OK, so treatment means an in-person visit with a health care provider.  But it must also mean more than that, right?  Yes it does.  Treatment also means:

(c) The term treatment includes (but is not limited to) examinations to determine if a serious health condition exists and evaluations of the condition. Treatment does not include routine physical examinations, eye examinations, or dental examinations. A regimen of continuing treatment includes, for example, a course of prescription medication (e.g., an antibiotic) or therapy requiring special equipment to resolve or alleviate the health condition (e.g., oxygen). A regimen of continuing treatment that includes the taking of over-the-counter medications such as aspirin, antihistamines, or salves; or bed-rest, drinking fluids, exercise, and other similar activities that can be initiated without a visit to a health care provider, is not, by itself, sufficient to constitute a regimen of continuing treatment for purposes of FMLA leave.

29 CFR §825.113(c).

Man, we are all over these Regulations just to get to one definition.  So, treatment means an in-person visit with a health care provider “to determine if a serious health condition exists and evaluations of the condition”.

Now let’s touch on that two or more times thing.  First, as you can see, the “first in-person treatment visit must take place within seven days of the first day of incapacity.”  So I got sick on Monday, as a threshold issue I need to see the doctor within seven days of Monday.

OK, I think that is enough for today.  It’s enough for me anyway.  We will talk about that second visit next time.

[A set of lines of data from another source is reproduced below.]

PR #856, opened 2020-07-20
ADEN-10443 | IX ID - track ids when all are loaded

bckatarzyna:


src/ad-bidders/prebid/identity-library/index.ts
```diff
@@ -33,25 +33,61 @@ class IdentityLibrary {
...
+			if (
+				identityInfo.hasOwnProperty(rtiPartner) &&
+				identityInfo[rtiPartner].responsePending === true
+			) {
+				responsePending = 1;
+				break;
+			}
+		}
+
+		if (responsePending) {
```
fraszczakszymon, line 57:
```suggestion
		const hasPendingResponses = Object.values(identityInfo).some(response => response.responsePending);
		
		if (hasPendingResponses) {
```

Is it the same?

src/ad-bidders/prebid/identity-library/index.ts
```diff
@@ -33,25 +33,61 @@ class IdentityLibrary {
...
+			window.headertag.subscribeEvent(
+				'rti_partner_request_complete',
+				false,
+				(eventName, eventData) => {
+					communicationService.dispatch(identityLibraryIdsLoadedEvent({}));
+				},
+			);
```
fraszczakszymon, line 64:
```suggestion
			window.headertag.subscribeEvent('rti_partner_request_complete', false, () => communicationService.dispatch(identityLibraryIdsLoadedEvent({})));
```

PR #862, opened 2020-07-27
ADEN-10462 | Call Audigent on platforms

bckatarzyna:


src/ad-services/audigent/index.ts
```diff
@@ -51,3 +50,4 @@ class Audigent {
 }
 
 export const audigent = new Audigent();
+export const audigentLoadedEvent = globalAction('[AdEngine] Audigent loaded', props<{}>());
```
Bielik20, line 53: Are you sure this needs to be a global action I couldn't find usage anywhere?

PR #869, opened 2020-08-04
[ADEN-10467] Create BingeBot bundle MVP

Loczi94:


platforms/bingebot/index.ts
```diff
@@ -0,0 +1,10 @@
+import { Container } from '@wikia/dependency-injection';
+import { BingeBotPlatform } from './bingebot-platform';
+
+window.RLQ = window.RLQ || [];
+window.RLQ.push(async () => {
```
fraszczakszymon, line 5: Most likely it won't exist on BingeBot app, am I right?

Why? A Serious Health Condition under the FMLA – Part 3.

Remember how short the last post was?  Not this one.

So let’s go back.  According to the Regulations:

(a) For purposes of FMLA, serious health condition entitling an employee to FMLA leave means an illness, injury, impairment or physical or mental condition that involves inpatient care as defined in §825.114 or continuing treatment by a health care provider as defined in §825.115.

29 CFR §825.113(a).

Last time we talked about “inpatient care”.  This time we are going to talk about “continuing treatment”.

A serious health condition involving continuing treatment by a health care provider includes any one or more of the following:

(a) Incapacity and treatment. A period of incapacity of more than three consecutive, full calendar days, and any subsequent treatment or period of incapacity relating to the same condition, that also involves:

(1) Treatment two or more times, within 30 days of the first day of incapacity, unless extenuating circumstances exist, by a health care provider, by a nurse under direct supervision of a health care provider, or by a provider of health care services (e.g., physical therapist) under orders of, or on referral by, a health care provider; or

(2) Treatment by a health care provider on at least one occasion, which results in a regimen of continuing treatment under the supervision of the health care provider.

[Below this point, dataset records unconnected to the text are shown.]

PR #872, opened 2020-08-11
ADEN-10449 UCP mobile-wiki bundle

fraszczakszymon:


platforms/ucp-mercury/index.ts
```diff
@@ -0,0 +1,69 @@
...
+		adContext: payload,
+	});
+
+	const container = new Container();
+	container.bind(MEDIA_WIKI_ADS_CONTEXT).value(payload);
+
+	const platform = container.get(UcpMercuryPlatform);
+
+	platform.execute();
+}
```
Bielik20, line 50: Why not make that a step?

platforms/ucp-mercury/styles.scss
```diff
@@ -0,0 +1,95 @@
...
+
+		#bottom_leaderboard {
+			@include bfab-slot();
+		}
+
+		#top_leaderboard,
+		#hivi_leaderboard,
+		#bottom_leaderboard {
+			@include uap-porvata();
+			@include uap-porvata-right-position();
```
Bielik20, line 33: I feel like this should be `uap-porvata-learn-more`.
`uap-porvata-right-position` is for desktop.

platforms/ucp-mercury/ucp-mercury-ioc-setup.ts
```diff
@@ -0,0 +1,36 @@
...
+import * as fallbackInstantConfig from './fallback-config.json';
+
+@Injectable()
+export class UcpMercuryIocSetup implements DiProcess {
+	constructor(private container: Container) {}
+
+	async execute(): Promise<void> {
+		set(window, context.get('services.instantConfig.fallbackConfigKey'), fallbackInstantConfig);
+
+		this.container.bind(InstantConfigService).value(await InstantConfigService.init());
```
Bielik20, line 23: We don't set fallback on window anymore, but in context.
Also let's use `InstantConfigSetup` step instead of that.

platforms/ucp-mercury/ucp-mercury-platform.ts
```diff
@@ -0,0 +1,58 @@
...
+export class UcpMercuryPlatform {
+	static executed = false;
+
+	constructor(private pipeline: ProcessPipeline, private noAdsDetector: NoAdsDetector) {}
+
+	execute(): void {
+		// Config
+		this.pipeline.add(
+			() => context.extend(basicContext),
+			UcpMercuryIocSetup,
```
Bielik20, line 31: Will we be adding TrackingOptIn in here?

platforms/ucp-mercury/ucp-mercury-platform.ts
```diff
@@ -0,0 +1,58 @@
...
+			CommonBiddersStateSetup,
+			LabradorSetup,
+		);
+
+		if (!UcpMercuryPlatform.executed) {
+			this.pipeline.add(TrackingSetup, AdEngineRunnerSetup, () => {
+				communicationService.dispatch(adEngineConfigured());
+				UcpMercuryPlatform.executed = true;
+			});
+		}
```
Bielik20, line 46: How about making this `conditional` step?

src/ad-engine/rxjs/index.ts
```diff
@@ -1,4 +1,3 @@
-export * from './rxjs-operator';
```
Bielik20, line 1: I feel like rxjs operator should be inside `core`. I know you have a problem here with circular dependencies but still it doesn't fit inside `communication`.

Maybe extract models (with rxjs) to separate sub module?

platforms/ucp-mercury/ucp-mercury-platform.ts
fraszczakszymon: TrackingOptIn is loaded from Mobile-Wiki platform for now

platforms/ucp-mercury/index.ts
fraszczakszymon: Good point!

platforms/ucp-mercury/styles.scss
fraszczakszymon: I forgot about styles at all. I don't feel like we need any of them right now. It will be better once we add necessary styles during UAP/outstream development.

platforms/ucp-mercury/setup/hooks/ucp-mercury-after-transition-setup.ts
```diff
@@ -0,0 +1,34 @@
...
+			.pipe(ofType(mercuryAfterTransition), onlyNew())
+			.subscribe(({ payload }: { payload: MediaWikiAdsContext }) => this.afterTransition(payload));
+	}
+
+	private afterTransition(adContext: MediaWikiAdsContext): void {
+		eventService.emit(events.PAGE_RENDER_EVENT, {
+			adContext,
+		});
+
+		const container = new Container();
```
Bielik20, line 27: We shouldn't create new container. Use one already existing.

spec/ad-engine/pipeline/imps/process-pipeline/compound-processes/once-process.spec.ts
```diff
@@ -0,0 +1,51 @@
...
+	});
+
+	it('should work', async () => {
+		pipeline.add(funcProcess, once(executableOnceProcess), () => spy('end'));
+
+		await pipeline.execute();
+
+		assertResults(['func', 'once', 'end']);
+
+		spy = sandbox.spy();
```
Bielik20, line 32: You could just clear history `spy.reset/restory ... something`.

spec/ad-engine/pipeline/imps/process-pipeline/compound-processes/once-process.spec.ts
```diff
@@ -0,0 +1,51 @@
...
+		pipeline = container.get(ProcessPipeline);
+	});
+
+	afterEach(() => {
+		sandbox.restore();
+	});
+
+	it('should work', async () => {
+		pipeline.add(funcProcess, once(executableOnceProcess), () => spy('end'));
```
Bielik20, line 26: Would good to add arrow function step, like:
```ts
once(() => executableOnceProcess)),
```

platforms/ucp-mercury/setup/hooks/ucp-mercury-after-transition-setup.ts
```diff
@@ -24,10 +26,9 @@ export class UcpMercuryAfterTransitionSetup implements DiProcess {
 			adContext,
 		});
 
-		const container = new Container();
-		container.bind(MEDIA_WIKI_ADS_CONTEXT).value(adContext);
+		this.container.bind(MEDIA_WIKI_ADS_CONTEXT).value(adContext);
```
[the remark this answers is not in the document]
fraszczakszymon: I have mixed feelings about this. We can have that step, but then we'll need to keep these executions from this file in the same order (sync context setup and platform.execute)

spec/ad-engine/pipeline/imps/process-pipeline/compound-processes/once-process.spec.ts
fraszczakszymon: Why would you change it? It can't be applied in the second test.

29 CFR §825.115(a)(1)&( 2).

So the first thing we need for a serious health condition involving “continuing treatment” is a period of incapacity and treatment lasting “more than three consecutive full calendar days”.  So we start with incapacity.  Remember incapacity?

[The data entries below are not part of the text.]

PR #1649, opened 2022-12-12
ADEN-12516 Add instant-config support to NnR bundles

nandy-andy:


src/platforms/comicvine/comicvine-platform.ts
```diff
@@ -22,7 +18,7 @@ export class ComicvinePlatform {
 			() => context.set('custom.dfpId', this.shouldSwitchGamToRV() ? 22309610186 : 5441),
 			() => context.set('src', this.shouldSwitchSrcToTest() ? ['test'] : context.get('src')),
 			() => bootstrapAndGetConsent(),
-			// TODO: to decide if we want to call instant-config service for the first releases?
+			InstantConfigSetup,
```
szymon-nawrocki, line 21: In every other (non RV) platform this is done by calling it in parralel with `bootstrapAndGetConsent()` like `parallel(InstantConfigSetup, () => bootstrapAndGetConsent())`.
Probably it was done for a reason, and it would be nice to do it in the same way in every platform setup to keep things unified.

example:
https://github.com/Wikia/ad-engine/blob/3a171ba8fca8c1ac847e12bcf6a4aae47a2b5180/src/platforms/sports/sports-platform.ts#L48

src/platforms/gamefaqs/gamefaqs-platform.ts
```diff
@@ -24,12 +30,12 @@ export class GamefaqsPlatform {
...
 			() => context.set('custom.dfpId', this.shouldSwitchGamToRV() ? 22309610186 : 5441),
 			() => context.set('src', this.shouldSwitchSrcToTest() ? ['test'] : context.get('src')),
-			// TODO: to decide if we want to call instant-config service for the first releases?
 			() => bootstrapAndGetConsent(),
+			InstantConfigSetup,
 			GamefaqsTargetingSetup,
 			GamefaqsSlotsContextSetup,
 			GamefaqsDynamicSlotsSetup,
-			// TODO: add targeting setup once we have idea of page-level and slot-level targeting
+			BiddersStateSetup,
```
szymon-nawrocki, line 38: Should we call this class if N&R platforms have different bidders / bidders ids?
Shouldn't we make separate `BidderStateSetup` for N&R platforms?

src/platforms/comicvine/comicvine-platform.ts
nandy-andy: Correct! But this time we don't want it to be in parallel because we don't have geo cookie set from our varnishes and then the tracking-opt-in wrapper in `bootstrapAndGetConsent()` will set it. However, it requires synchronous execution 🤷‍♂️ Once we have cookies set on varnishes we can unify it. (//cc @domjanik)

src/platforms/gamefaqs/gamefaqs-platform.ts
nandy-andy: Good idea! 👍 I'll put it in [the follow-up](https://fandom.atlassian.net/browse/ADEN-12510) once we decide on the ultimate bidders setup. I assume at the end we'll have the same bidders setup across all of our sites. 

Right now, reusing this step is useful for testing prebid integration with our test bidder "Wikia Adapter".

src/platforms/comicvine/comicvine-platform.ts
szymon-nawrocki: Okay thanks for the explanation, we can add some TODO comment in the code to not forget about it

szymon-nawrocki (approved):

PR #1654, opened 2022-12-15
ADEN-12535 Quick-fix for controls issue on mobile

nandy-andy:


nandy-andy:
Not needed because of https://github.com/Wikia/jwplayer-fandom/pull/138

(b) The term incapacity means inability to work, attend school or perform other regular daily activities due to the serious health condition, treatment therefore, or recovery therefrom.

29 CFR §825.113(b).

And you didn’t even remind me.  So we have to have “incapacity”, which means the employee basically can’t do what they would normally do during the day, and it has to last for more than three consecutive, full calendar days.  A couple of things to point out there:

The incapacity has to last for “more than three consecutive days.”  Out sick Monday, Wednesday and Thursday does not count.  Not consecutive days.  Second thing you need to note is that it is “full calendar days”.  If the employee went home early on Friday, was still sick Saturday and Sunday and comes back to work Monday, that is not a serious health condition.  Not because of the Saturday and Sunday – if the employee can’t do his normal daily activities, those days count (remember, it is “calendar” not “work” days).  It does not count because that is not three “full” days.  The employee worked part of Friday, so he was clearly not incapacitated for the full day Friday.